Registration and reporting:
As a rule, all adverse events shall be registered in a clinical trial on medicinal drugs. However, there may be some exceptions for a variety of reasons, where it is required to waive this requirement. The protocol shall indicate which procedures are required to be followed, in relation to the registration and reporting and, in particular, what is not needed to be reported.

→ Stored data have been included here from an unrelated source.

PR #1010, opened 2025-06-25
Fix typo in Virtual Datasets Docs

jbusecke:
I just went through the example here and I think that no variable called `store` is defined in the steps preceeding this (unless I missed something).


paraseba:
Thank you @jbusecke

Reference Safety Information:
The reference safety information (RSI) is used to assess whether a serious adverse reaction (SAR) is considered to be expected or unexpected. For approved medicinal products, it will typically be the Summary of Product Characteristics (SmPC) (section 4.8), if the medicinal product is used within the approved indication. For medicines under development, it will be a section / table in Investigator's Brochure (IB). Sponsor must choose an SmPC, which is used to assess the safety of subjects in the trial. This SmPC will be the RSI during the trial at all sites. Prior to initiation of the trial, sponsor must submit the correct RSI to all sites, and it must be clearly stated when the document was approved. This date is the version number of the RSI. If the RSI is changed, it must be submitted to the Danish Medicines Agency as a significant change, unless submitted at the same time as the annual safety report. The RSI shall not be submitted to the Scientific Ethics Committee. If a new RSI is approved, the sponsor must forward the new RSI to all sites.